There are n provinces in the country. According to the experiences from the tourists came before, every province has its own preference value. A route’s preference value from one province to another is defined as the product of all the preference value of the
provinces on the route. It’s guaranteed that for each two provinces in the country there is a unique route from one to another without passing any province twice or more.
Tom is a boy crazy about cube number. A cube number is a positive integer whose cube root is also an integer. He is planning to travel from a province to another in the summer vacation and he will only choose the route with the cube number preference value.
Now he want to know the number of routes that satisfy his strange requirement.
Input
The input contains several test cases, terminated by EOF.
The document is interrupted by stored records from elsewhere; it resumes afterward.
Issue #3929, opened 2026-06-09
[Bug]: Small UI bug


HerbertWYT:
### Deployment type

Official App

### What happened?

When I check the messages in my inbox, I find that the title bar at the top is obscured, as shown in the image. No matter how I scroll the message content area, it cannot be fully displayed. Only after I click the right sidebar button once and then collapse it again does the title bar return to normal.

System: macOS 26.5
Device: Mac mini M4
App version: Multica 0.3.18

### Steps to reproduce

1. Click Inbox, then click the top message.The title bar is obscured.

<img width="1774" height="1001" alt="Image" src="https://github.com/user-attachments/assets/e5f9fc79-82d2-418f-81b4-4eaea5fd39a7" />

2. Click the right sidebar button to open the right sidebar.

<img width="1774" height="1001" alt="Image" src="https://github.com/user-attachments/assets/8da73113-90ac-4312-a5b4-817f793790b0" />

3. Click to collapse the right sidebar, and the title bar returns to normal.

<img width="1774" height="1001" alt="Image" src="https://github.com/user-attachments/assets/521c407e-fa96-4ba4-9ada-d762c4082071" />

### Additional context (optional)

```shell

```

NevilleQingNY:
Thanks for the detailed report and screenshots — they made this one much easier to pin down. 🙏

**Fix (#3942):** the deep-link jump now scrolls *only* the comment list and never the outer page, so the title bar can no longer be pushed away. It'll ship in the next desktop release.

PR #6914, opened 2026-08-13
[MUL-6140] fix: scroll issue thread after posting

### LINKED ISSUE #6983: Newly posted comments are not scrolled into view
After posting a comment or reply in an issue thread, the viewport stays at the current scroll position rather than scrolling to show the newly posted message. The user has to manually scroll down to see their own comment.

https://github.com/user-attachments/assets/ecda7064-ff42-4719-9e5d-c2b1142e33e1

https://github.com/user-attachments/assets/c0cb8f38-4d16-44a1-a81a-c1cb8a941fbc

HomyeeKing:
close #6983 

## Summary
- scroll the issue timeline container to its latest height after a top-level comment is accepted
- scope the behavior to the local send-success path so realtime updates do not interrupt reading
- cover the behavior with an issue-detail regression test

## Verification
- pnpm --filter @multica/views exec vitest run issues/components/issue-detail.test.tsx
- pnpm --filter @multica/views typecheck
- git diff --check

https://github.com/user-attachments/assets/602d547b-67a7-4cb1-b214-912b56ff7eb6

https://github.com/user-attachments/assets/b50f4cb0-99dc-4651-86da-a584433e9fe0

https://github.com/user-attachments/assets/e9f3a259-2c49-465a-b2f8-4150513b1301

https://github.com/user-attachments/assets/d8cf57e6-7859-4ea4-96ba-256c2184b9a0

### DIFF
--- a/packages/views/issues/components/comment-card.tsx
+++ b/packages/views/issues/components/comment-card.tsx
@@ -107,6 +107,7 @@ interface CommentCardProps {
    */
   canModerate?: boolean;
   onReply: (parentId: string, content: string, attachmentIds?: string[], suppressAgentIds?: string[]) => Promise<boolean>;
+  onReplyAccepted?: (target: HTMLElement) => void;
   onEdit: (commentId: string, content: string, attachmentIds: string[], suppressAgentIds?: string[]) => Promise<void>;
   onDelete: (commentId: string) => void;
   onToggleReaction: (commentId: string, emoji: string) => void;
@@ -751,6 +752,7 @@ function CommentCardImpl({
   currentUserId,
   canModerate = false,
   onReply,
+  onReplyAccepted,
   onEdit,
   onDelete,
   onToggleReaction,
@@ -1138,6 +1140,7 @@ function CommentCardImpl({
                   avatarId={currentUserId ?? ""}
                   draftKey={`reply:${issueId}:${entry.id}`}
                   onSubmit={(content, attachmentIds, suppressAgentIds) => onReply(entry.id, content, attachmentIds, suppressAgentIds)}
+                  onAccepted={onReplyAccepted}
                 />
               </div>
             </>
--- a/packages/views/issues/components/comment-card.tsx
+++ b/packages/views/issues/components/comment-card.tsx
@@ -106,8 +106,8 @@ interface CommentCardProps {
    * `CommentRow` has to rerun the rule per row.
    */
   canModerate?: boolean;
-  onReply: (parentId: string, content: string, attachmentIds?: string[], suppressAgentIds?: string[]) => Promise<boolean>;
-  onReplyAccepted?: (target: HTMLElement) => void;
+  onReply: (parentId: string, content: string, attachmentIds?: string[], suppressAgentIds?: string[]) => Promise<string | boolean>;
+  onReplyAccepted?: (commentId: string) => void;
   onEdit: (commentId: string, content: string, attachmentIds: string[], suppressAgentIds?: string[]) => Promise<void>;
   onDelete: (commentId: string) => void;
   onToggleReaction: (commentId: string, emoji: string) => void;
--- a/packages/views/issues/components/comment-composers.test.tsx
+++ b/packages/views/issues/components/comment-composers.test.tsx
@@ -218,10 +218,12 @@ function renderCommentInput(onSubmit = vi.fn().mockResolvedValue(true)) {
 
 function renderReplyInput({
   onSubmit = vi.fn().mockResolvedValue(true),
+  onAccepted,
   size = "sm",
   draftKey,
 }: {
   onSubmit?: (content: string, attachmentIds?: string[], suppressAgentIds?: string[]) => Promise<boolean>;
+  onAccepted?: (target: HTMLElement) => void;
   size?: "sm" | "default";
   draftKey?: `reply:${string}:${string}`;
 } = {}) {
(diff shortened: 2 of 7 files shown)


HomyeeKing:
@multica-eve review it

Bohan-J (changes requested):
Thanks for working through this — the product direction is right, and the default browsing path looks good. Scoping the scroll to the sender's own successful post (rather than to every realtime update) is the correct call, and mapping a reply back to its root row so Virtuoso stays the sole scroll controller is a sensible fit for the virtualized timeline.

One blocking issue before merge.

### The posting scroll never runs when the timeline renders flat

`packages/views/issues/components/issue-detail.tsx:1546` sets `isFlatTimeline` when either `highlightCommentId` is set (comment deep link) or `find.open` is true (in-page Cmd/Ctrl+F). In both cases the timeline renders as a plain `items.map(...)` with no `<Virtuoso>` mounted, so `virtuosoRef.current` is `null`.

The new posting effect guards both jumps on that same flag:

- `:1562` and `:1566` — both `scrollToIndex` calls are skipped when `isFlatTimeline` is true
- `:1569` — `setPendingPostedCommentId(null)` still runs unconditionally

So on those two paths the request is consumed without ever moving the view, which leaves exactly the pre-PR behavior this change is meant to fix.

The deep-link case is the one I'd weigh most: `packages/views/inbox/components/inbox-page.tsx:554` renders the full `IssueDetail` — comment composer included — with `highlightCommentId` taken from the selected notification. Replying from the Inbox after clicking a comment notification is a very common way to answer a discussion, and it is precisely the path that doesn't scroll.

**Repro:** open a comment notification in the Inbox, post a top-level comment, and the view stays where it is.

I confirmed this by running the PR's own new test with `renderIssueDetailWithHighlight("comment-1")` substituted for `renderIssueDetail()`, everything else identical. Instrumenting the effect shows it runs to completion with a perfectly valid target and is stopped only by the guard:

```
PROBE effect ran: { pendingPostedCommentId: 'comment-new', rootId: 'comment-new', index: 2, isFlatTimeline: true }
PROBE flat-mode scroll calls: { scrollToIndex: 0, scrollIntoView: 0 }
```

`index: 2` is the same index the passing Virtuoso test asserts, and the composer's `onAccepted` fires normally — the row is found, the effect just has nothing wired to move it. The virtualized path gets 2 `scrollToIndex` calls; the flat path gets zero scrolls of any kind.

### Suggested fix

`jumpToThread` at `:1586` already solves this exact problem for minimap jumps in flat mode — it drives `scrollContainerEl.scrollTop` directly, with a deliberate note to never use native `scrollIntoView` because that also scrolls the desktop shell (#3929). Reusing that approach in the flat branch, with `end`-style alignment instead of the `start`/`-16` offset, would keep both modes consistent and avoid reintroducing that bug.

### Test coverage

`packages/views/issues/components/issue-detail.test.tsx:924` renders through the default `renderIssueDetail()`, so it only exercises the Virtuoso branch — which is why CI is green despite the above. Worth adding a regression case for each flat entry point: one with `highlightCommentId` (the helper at `:596` already exists) and one with the find bar open.

### Verification I ran on `e830ab85b`

- `pnpm --filter @multica/views exec vitest run issues/components/issue-detail.test.tsx issues/components/comment-composers.test.tsx issues/hooks/use-issue-timeline.test.tsx` — 110 passed
- CI on this head is fully green

Nothing else blocking from my side — the composer wiring, the reply-to-root mapping, and the decision not to scroll on realtime updates all look right. Happy to re-review once the flat path is covered.

HomyeeKing:
@Bohan-J  Flat mode is supported, please help review

Bohan-J (approved):
Thanks for sticking with this one, @HomyeeKing — and for the care you put into the follow-up.

The flat-timeline gap from the last round is properly fixed rather than worked around. Splitting the two modes into separate effects is the right call: the virtualized effect now bails on `isFlatTimeline` instead of pretending to handle it and then clearing the pending id, and the flat effect drives `scrollContainerEl.scrollTop` directly — reusing the existing `jumpToThread` approach, which keeps the native `scrollIntoView` desktop-shell bug (#3929) from creeping back in. Keeping `scrollContainerEl` out of the virtualized effect's deps so a container re-measure can't cancel an in-flight scroll is a nice touch.

I verified the `offset` direction against the actual `react-virtuoso@4.18.7` build rather than assuming it — `offset` is added to the computed target (`St += Q`), which matches this repo's own `align: "start", offset: -16` usage for a top gap. So `align: "end"` with a positive composer height lifts the row clear of the sticky composer, as intended. The flat branch's `scrollTop + (e.bottom - c.bottom) + composerHeight` is the same alignment expressed directly, and the rAF stabilization loop converges and is frame-capped.

Verified locally on `e52ad8da6`: 110 targeted tests pass, `@multica/views` typecheck clean, and CI is fully green.

One non-blocking nit for whenever you or someone else is next in this file: `composerHeight` is measured and applied unconditionally, but `useStickyComposer()` returns false on mobile and when the user turns the preference off — in that case the composer sits in normal flow and doesn't overlap the timeline, so the extra offset scrolls slightly further than needed. It's harmless in practice (on a phone it just brings the composer into view under your new comment), so it's not worth another round here.

Merging now. The regression tests for the two flat entry points (`highlightCommentId` and `find.open`) are worth adding, and we'll track that separately rather than hold this up — the change is a strict improvement over the current behavior, where posting scrolled nowhere at all. Thanks again.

Each case begins with a number n ( 1 ≤ n ≤ 50000), the number of the provinces.
The second line begins with a number K (1 ≤ K ≤ 30), and K difference prime numbers follow. It’s guaranteed that all the preference number can be represented by the product of some of this K numbers(a number can appear multiple times).
The third line consists of n integer numbers, the ith number indicating the preference value Pi(0 ≤ Pi ≤ 1015) of the i-th province.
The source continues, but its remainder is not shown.